Y si no me equivoco se conserva ese nombre en Puerto Rico para los helados.

En Dominicana (creo), mantecado es un sabor de helado, como de crema o vainilla.  

A los puertorriqueños les resulta muy chistoso oír a sus vecinos decir:  Un helado de mantecado por favor.


----------



## chics

Hola. En el este de España existe el sabor "mantecado", que es vainilla con huevo. Algunas marcas lo llaman "helado de mantecado", mientras que otras hacen directamente un sabor a "vainilla" diferente para vender en esa zona. 
Creo que todavía se usa _helado de mantecado_ en la calle, pero hace un tiempo que no me paso por ahí...


----------



## ToñoTorreón

Acá pedimos nieve de vainilla. El helado de nata no sé que sea (a menos que sea el de cajeta).


----------



## SanzdeAcedo

chics said:


> Hola. En el este de España existe el sabor "mantecado", que es vainilla con huevo. Algunas marcas lo llaman "helado de mantecado", mientras que otras hacen directamente un sabor a "vainilla" diferente para vender en esa zona.
> Creo que todavía se usa _helado de mantecado_ en la calle, pero hace un tiempo que no me paso por ahí...


 
Lo que confirma que lo que se oye en América normalmente tiene su origen en algún lugar o época de España...por raro que suene.


----------



## sayah

chics said:


> Hola. En el este de España existe el sabor "mantecado", que es vainilla con huevo. Algunas marcas lo llaman "helado de mantecado", mientras que otras hacen directamente un sabor a "vainilla" diferente para vender en esa zona.
> Creo que todavía se usa _helado de mantecado_ en la calle, pero hace un tiempo que no me paso por ahí...


 
Eso era justo a lo que yo me refería. Pero aquí lo llamamos directamente mantecado. Que bueno que está...


----------



## chics

Sí, a mí también me gusta más que la vainilla normal, pero tengo que ir a tu tierra para poder comerlo. Es un sabor que no existe en todas partes.


----------



## PABLO DE SOTO

Es probable que los primeros helados cremosos fueran todos de nata o vainilla, y se llamaran mantecados. Cuando fueron apareciendo sabores nuevos la gente mayor siguió diciendo un "mantecado de chocolate" ( como decía mi abuela), pero se fue generalizando la palabra "helado" y "mantecado" quedó sólo en algunas zonas para los helados de los sabores originales.
De hecho, cuando yo era pequeño había muy pocos sabores y ahora hay tropecientos.


----------



## chics

Precisamente, en España, las marcas que hacen aún este sabor son (o eran...) de la zona de Alicante, salvo una que es de las islas. Lo hacen porque la gente aún lo pide, y tal vez por cierto romanticismo (aunque si no fuera rentable, no lo harían). Por supuesto otras empresas multinacionales no son sensibles a estos localismos. Lo que está claro es que desde el momento en que no se ve ni vende, ya nadie pude pedir uno.

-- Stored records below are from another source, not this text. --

PR #155, opened 2020-04-22
Code for integrating the muting API with AnalysisGraph

khushbr:
*Description of changes:* 
The RcaController thread will check the muted_rcas.conf file and update the Analysis Graph for muted RCAs. Plugged into existing code to disable reading metrics if node is Muted.

### DIFF
--- a/src/main/java/com/amazon/opendistro/elasticsearch/performanceanalyzer/rca/RcaController.java
+++ b/src/main/java/com/amazon/opendistro/elasticsearch/performanceanalyzer/rca/RcaController.java
@@ -56,8 +56,10 @@ import java.lang.reflect.InvocationTargetException;
 import java.nio.file.Path;
 import java.nio.file.Paths;
 import java.sql.SQLException;
+import java.util.HashSet;
 import java.util.List;
 import java.util.Scanner;
+import java.util.Set;
 import java.util.concurrent.ExecutorService;
 import java.util.concurrent.ScheduledExecutorService;
 import java.util.concurrent.TimeUnit;
@@ -77,6 +79,8 @@ public class RcaController {
 
   private static final String RCA_ENABLED_CONF_FILE = "rca_enabled.conf";
 
+  private static final String MUTED_RCAS_CONF_FILE = "muted_rcas.conf";
+
   private final ScheduledExecutorService netOpsExecutorService;
   private final boolean useHttps;
 
@@ -84,6 +88,9 @@ public class RcaController {
 
   // This needs to be volatile as the RcaConfPoller writes it but the Nanny reads it.
   private static volatile boolean rcaEnabled = false;
+
+  // This needs to be volatile as the RcaConfPoller writes it but the Nanny reads it.
+  private static volatile long lastModifiedInMemory = 0;
 
   // This needs to be volatile as the NodeRolePoller writes it but the Nanny reads it.
   private volatile NodeRole currentRole = NodeRole.UNKNOWN;
@@ -216,7 +223,14 @@ public class RcaController {
           }
         }
 
+        // Update the RCA state
         updateRcaState();
+
+        // Update Analysis graph with Muted RCAs value
+        if (rcaEnabled && rcaScheduler != null && rcaScheduler.getState() == RcaSchedulerState.STATE_STARTED) {
+          readAndUpdateMutesRcas();
+        }
+
         long duration = System.currentTimeMillis() - startTime;
         if (duration < rcaStateCheckIntervalMillis) {
           Thread.sleep(rcaStateCheckIntervalMillis - duration);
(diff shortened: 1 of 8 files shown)


src/main/java/com/amazon/opendistro/elasticsearch/performanceanalyzer/rca/RcaController.java
```diff
@@ -255,6 +269,40 @@ private void readRcaEnabledFromConf() {
         });
   }
 
+  /**
+   * Reads the mutedRCAList value from the rca.conf file, performs validation on the param value
+   * provided and on successful validation, updates the AnalysisGraph with muted RCA value.
+   *
+   */
+  private void readAndUpdateMutesRcas() {
```
yojs, line 277: I am thinking if we should move this [here](https://github.com/opendistro-for-elasticsearch/performance-analyzer-rca/blob/3267f003f4b5acc70f8c603472cc1ed44859a310/src/main/java/com/amazon/opendistro/elasticsearch/performanceanalyzer/rca/scheduler/RCASchedulerTask.java#L374) ? `RCASchedulerTask` is the component that actually deals with the Graph.

src/main/java/com/amazon/opendistro/elasticsearch/performanceanalyzer/rca/RcaController.java
```diff
@@ -85,6 +89,9 @@
   // This needs to be volatile as the RcaConfPoller writes it but the Nanny reads it.
   private static volatile boolean rcaEnabled = false;
 
+  // This needs to be volatile as the RcaConfPoller writes it but the Nanny reads it.
+  private static volatile long lastModifiedInMemory = 0;
```
yojs, line 93: This is in milliseconds right? We should add that to the name ?

src/main/java/com/amazon/opendistro/elasticsearch/performanceanalyzer/rca/framework/core/ConfJsonWrapper.java
```diff
@@ -103,5 +111,6 @@ public void setDatastoreRcaLogDirectory(String rcaLogLocation) {
     this.analysisGraphEntryPoint = analysisGraphEntryPoint;
     this.networkQueueLength = networkQueueLength;
     this.perVertexBufferLength = perVertexBufferLength;
+    this.mutedRcaList = Arrays.asList(mutedRcas.split("\\s*,\\s*"));
```
yojs, line 114: can we add a line of comment here ?

src/main/java/com/amazon/opendistro/elasticsearch/performanceanalyzer/rca/framework/core/RcaConf.java
```diff
@@ -84,6 +89,10 @@ public String getConfigFileLoc() {
     return configFileLoc;
   }
 
+  public long getLastModifiedTime() {
```
yojs, line 92: Let's add a comment as this is the last modified time of the rca.conf file itself

src/test/resources/rca/rca.conf
```diff
@@ -41,5 +41,7 @@
     // How often the sqlite file be repeated in seconds. This file contains RCAs and therefore rotating it too frequently
     // might not be as fruitful as there might not be any data.
     "rotation-period-seconds": 21600
-  }
+  },
+
+  "muted-rcas": "rca1, rca2"
```
yojs, line 46: Can we also have a couple of negative test cases and one where the comma separated rcas don't have spaces between them ?

yojs: We should add a test at the graph creation level where no Graph node matches the names of the Rca being asked to be muted and And one where a graph node is successfully muted

src/main/java/com/amazon/opendistro/elasticsearch/performanceanalyzer/rca/RcaController.java
khushbr: Right, Will update the variable name to reflect this.

src/main/java/com/amazon/opendistro/elasticsearch/performanceanalyzer/rca/framework/core/ConfJsonWrapper.java
khushbr: Will add a comment line explaining what the regex is doing.

src/main/java/com/amazon/opendistro/elasticsearch/performanceanalyzer/rca/framework/core/RcaConf.java
khushbr: Makes sense. Will add.

src/test/resources/rca/rca.conf
khushbr: Agreed, the test I am writing currently and will cover the happy cases and otherwise.

src/main/java/com/amazon/opendistro/elasticsearch/performanceanalyzer/rca/RcaController.java
yojs: The other place would be [here](https://github.com/opendistro-for-elasticsearch/performance-analyzer-rca/blob/3267f003f4b5acc70f8c603472cc1ed44859a310/src/main/java/com/amazon/opendistro/elasticsearch/performanceanalyzer/rca/RcaController.java#L210). After we check if the RcaEnabled config change, we check if the rca.conf has been updated (by checking the last modified time). If so, then we check if the muted Rca list has been updated and if so, we do validate and update the muted RCA list. If it hasn't we move on, until next time. What do you think ?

De heladerías caseras no hablo por que seguro que cada una hace lo que quiere. Y cada uno en su casa, también.


----------



## Ayutuxtepeque

mirx said:


> Toño, ya hubo un hilo. Sólo recuerdo que en El Salvador les llaman "sorbete".


 
En efecto Mirx, para nosotros, lo que Toño muestra es un *sorbete*, sea de frutas, de leche, de chocolate, caramelo, etc.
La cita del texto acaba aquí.